**Authorities Investigate Suspect’s Nihilistic Writings in California Fertility Clinic Bombing**
In a shocking turn of events, authorities are investigating the writings of a suspect in the recent California fertility clinic bombing, which has left many wondering if the suspect was more interested in existential dread than actual destruction. The suspect, identified as 32-year-old Chad “The Nihilist” McBummer, was apprehended after a series of bizarre social media posts that included phrases like “Why bother with life when you can just watch Netflix?” and “Fertility? More like ‘Futility’!”
Local police chief, Officer Joyful McOptimist, stated, “We’ve seen a lot of strange things in our line of work, but this guy takes the cake. His manifesto reads like a bad poetry slam mixed with a Yelp review of a salad bar. It’s both confusing and oddly appetizing.”
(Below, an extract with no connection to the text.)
PR #495, opened 2015-09-24
Added arm suse-tumbleweed vmx|oemboot descriptions

schaefi:
Tumbleweed boot descriptions for arm


schaefi:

Witnesses reported that McBummer was often seen at the clinic, scribbling furiously in a notebook while muttering, “Life is a series of unfortunate events, and I’m just here for the snacks.” One clinic employee, who wished to remain anonymous, added, “He once asked me if I believed in fate. I told him I believed in free samples, and he looked at me like I was the crazy one.”
As investigators sift through McBummer’s writings, they’ve uncovered a treasure trove of nihilistic gems, including a poem titled “Why Bother?” which ends with the line, “In the end, we’re all just dust bunnies under the couch of existence.”
Psychologist Dr. Ima Quack theorized, “This is clearly a case of someone who took ‘finding oneself’ a bit too literally. I mean, who bombs a fertility clinic? That’s like throwing a pie at a clown convention—just plain rude!”
As the investigation continues, authorities are urging anyone with information about McBummer’s whereabouts or his questionable taste in literature to come forward. Meanwhile, the fertility clinic has announced a new “Nihilism Awareness Week,” featuring workshops on how to embrace the void while still enjoying avocado toast.